Andererseits schlagen sie eine fast ausschließlich pharmakologische oder chirurgische Therapie vor, ohne das Universum der „nicht-konventionellen“ Behandlungsmethoden zu berücksichtigen, die Gemeinschaften und Zivilisationen im Laufe der Geschichte begleitet und gedient haben, sowohl in fernen als auch in nahen Ländern. Schließlich wird sie als ein von finanziellen Interessen bestimmtes Marktgut und nicht als soziales Gut und universelles Menschenrecht betrachtet.
Das bedeutet, dass sich die Gesundheitsfürsorge auf die Schäden konzentriert, die bei den Menschen bereits vorhanden sind, und ihre Aufmerksamkeit auf ihre wirtschaftliche Leistungsfähigkeit beschränkt. Dies macht es schwierig, Gesundheit ganzheitlich zu betrachten und die Probleme umfassend und wirksam anzugehen. Um neue Lösungen zu finden, die über die bisherigen hinausgehen, müssen wir uns bemühen, die Grenzen des Denkens zu überwinden, die uns wie unsichtbare Barrieren nach Lösungen suchen lassen, wo es keine gibt.
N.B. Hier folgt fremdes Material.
PR #3565, opened 2023-09-16
fix: avoid losing generic types

### LINKED ISSUE #3561: Generic SFC broken from 1.8.10, 1.8.11
I had a generic component that was working, but it isn't resolving correctly in version 1.8.10 and 1.8.11, but if I downgrade to 1.8.8, it works fine.

In this example in index.js, `item` is just resolving to `unknown`, which results in a lot of errors.

### index.vue
```JS
<CarouselSelect
  v-slot="{ item }"
  v-model="componentState.selected"
  :items="componentState.items"
  :get-key="(item) => item.id"
  class="mb-3"
>
  {{item.title}}
</CarouselSelect>
```

### CarouselSelect.vue
```JS
<script setup lang="ts" generic="T, TValue extends undefined|string|number|symbol">
const $props = defineProps<{
  items: Array<T>,
  modelValue: TValue,
  getKey: (item: T) => TValue,
}>();

defineSlots<{
  default: { item: T },
}>();
//...
</script>
```

so1ve:
close #3561

My implementation is terribly ugly so I need more time to refactor it.

### DIFF
--- a/packages/vue-language-core/src/utils/globalTypes.ts
+++ b/packages/vue-language-core/src/utils/globalTypes.ts
@@ -97,7 +97,7 @@ declare function __VLS_asFunctionalComponent<T, K = T extends new (...args: any)
 	}) => JSX.Element & { __ctx?: typeof ctx & { props?: typeof props; expose?(exposed: K): void; } }
 	: T extends () => any ? (props: {}, ctx?: any) => ReturnType<T>
 	: T extends (...args: any) => any ? T
-	: (_: T extends import('${vueCompilerOptions.lib}').VNode | import('${vueCompilerOptions.lib}').VNode[] | string ? {}: T${vueCompilerOptions.strictTemplates ? '' : ' & Record<string, unknown>'}, ctx?: any) => { __ctx?: { attrs?: any, expose?: any, slots?: any, emit?: any, props?: T${vueCompilerOptions.strictTemplates ? '' : ' & Record<string, unknown>'} } }; // IntrinsicElement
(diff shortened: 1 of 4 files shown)


packages/vue-language-core/src/utils/globalTypes.ts
```diff
@@ -118,6 +118,8 @@ declare function __VLS_componentProps<T, K>(comp: T, fnReturn: K):
 	__VLS_PickNotAny<K, {}> extends { __ctx: { props: infer P } } ? NonNullable<P>
 	: T extends (props: infer P, ...args: any) => any ? NonNullable<P> :
 	{};
+
+declare function __VLS_cast<T>(x: T): T;
```
rchl, line 124: Does that really work? I would imagine that it would cause a type error when passed x doesn't match T. To cast it would need to take unknown argument or something

so1ve: @rchl Ahhhh this is not `casting` some type to another type. This function is created to make the error more reasonable:

https://www.typescriptlang.org/play?#code/CYUwxgNghgTiAEAzArgOzAFwJYHtXzCgGcMAeAFQD4AKDALnnIEoHyBuAKA7DxKRxzwAvPADe8KAwCM8AL4SiYiQxIwsqAOZz4Aeh2MAFlkVEDOAO6KMBhCBgwcMeDkTwMATwAOCHqgBudkS4qNy8GPAARrDCBMRk4pLwqupasjQJ0nJMuvrkRiZmlm428HYOTi5uXggAtsY1UBhgBhxAA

Wenn wir die Situation, die den Gesundheitszustand der Bevölkerung bestimmt, ändern wollen, müssen wir die derzeitige Sichtweise in Frage stellen, die uns zu der Annahme verleitet, dass wir das Leben und die Gesundheit unbegrenzt verbessern können, indem wir die Menschen analytisch in immer kleinere Portionen für ihre Behandlung aufteilen. Dies führt zur Entstehung von mehr Spezialgebieten, die mehr Pathologien definieren und die unsere Kenntnisse über die Schäden nur vertiefen, uns aber zu immer unvollständigeren und daher unzureichenden Antworten veranlassen werden.
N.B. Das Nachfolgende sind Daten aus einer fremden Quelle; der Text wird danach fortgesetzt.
PR #3573, opened 2023-09-20
fix: format slots with typeannotation correctly

### LINKED ISSUE #3572: Format code problem
When I use volar to auto fomat the sfc file, I found a strange problem. here is an example file: 
```vue
<script setup lang="ts">
interface Row {
  meow: any
}
</script>

<template>
  <div class="">
    <el-table-column prop="prop" label="label" width="80" align="center" v-for="meow in  13 ">
      <template #default="{ row }: { row: Row }">{{
        row.meow + meow
        }}</template>
    </el-table-column>
  </div>
</template>

<style scoped lang="scss"></style>
```
Every time to format the code with volar, the code `v-for="meow in 13"` will insert some space and it will be:
```
v-for="meow in                             13                            ">
```
and longer.
And if change `#default="{ row }: { row: Row }"` to `#default="{ row }"`, which means drop the type, the `v-for` will no longer be longer, and the problem disappear.
My volar version is 1.8.11.

so1ve:
close #3572


johnsoncodehk:
Thanks!

PR #3575, opened 2023-09-20
fix: generate valid syntax when noPropertyAccessFromIndexSignature is not enabled

### LINKED ISSUE #3574: Regression in vue-tsc 1.8.12: custom event types no longer inferred
With the update from vue-tsc 1.8.11 to 1.8.12 the types of custom event aren’t inferred anymore.

Comp.vue:
```vue
<script lang="ts" setup>
defineEmits<{
  (event: 'change', value: string): void
}>()
</script>
```

Parent.vue:
```vue
<template>
  <Comp @change="(value) => console.log(value)" />
  <!--            ^^^^^ is inferred as `any` now, should be `string` -->
</template>

<script lang="ts" setup>
import Comp from './Comp.vue'
</script>
```

so1ve:
close #3574


so1ve:
Forgot I could add parenthesis..

PR #3577, opened 2023-09-21
ci: upgrade node version

sxzz:


johnsoncodehk:
Unless we explicitly drop node 16 support, testing on node 16 is required to avoid accidentally introducing post-ES2022 (node ​​18) syntax and breaking downstream CI.

PR #3581, opened 2023-09-21
refactor: don't generate additional virtual code for `defineSlots`

johnsoncodehk:
For `defineSlots`, we can reuse its return type instead of generating duplicate virtual code for template.

For the following vue code.

```html
<script setup lang="ts">
defineSlots<{
  activator?(props: { isActive: boolean }): void
}>();
</script>

<template>
	<!-- ... -->
</template>
```

### Old virtual code

```ts
/* script setup part */
// ...
defineSlots<{
  activator?(props: { isActive: boolean }): void
}>();
// ...

/* template part */
var __VLS_slots!: {
  activator?(props: { isActive: boolean }): void
};
// some template virtual codes reference __VLS_slots
```

### New virtual code

```ts
/* script setup part */
// ...
const __VLS_slots = defineSlots<{
  activator?(props: { isActive: boolean }): void
}>();
// ...

/* template part */
// some template virtual codes reference __VLS_slots
```

### DIFF
--- a/packages/vue-language-core/src/generators/script.ts
+++ b/packages/vue-language-core/src/generators/script.ts
@@ -57,10 +57,11 @@ export function generate(
 			leadingCommentEndOffset: 0,
 			importSectionEndOffset: 0,
 			defineProps: undefined,
+			defineSlots: undefined,
+			slotsAssignName: undefined,
 			propsAssignName: undefined,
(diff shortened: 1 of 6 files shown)


johnsoncodehk:
Also looking to do that for `defineEmit`.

Es wird möglich sein, die Grenzen des Denkens über Gesundheit zu überschreiten, wenn wir uns an einer Übung versuchen, die uns zu einem strukturellen Denken führt, das über die analytische Sichtweise hinausgeht und uns zeigt, wie alle Teile miteinander verbunden sind und ein kohärentes Ganzes bilden, das durch den Lebensprozess immer danach strebt, sich selbst zu erhalten und zu wachsen, indem es die Instanzen überwindet, die es begrenzen. So gesehen ist die Geschichte der menschlichen Gesundheit die Geschichte der Überwindung von Faktoren, die das Leben und das Wohlbefinden einschränken.
Anschließend werden wir die Elemente analysieren, aus denen sich die Struktur und die Dynamik des Gesundheitsprozesses zusammensetzen, seine derzeitigen Grenzen beschreiben und Schritte zu ihrer Überwindung vorschlagen.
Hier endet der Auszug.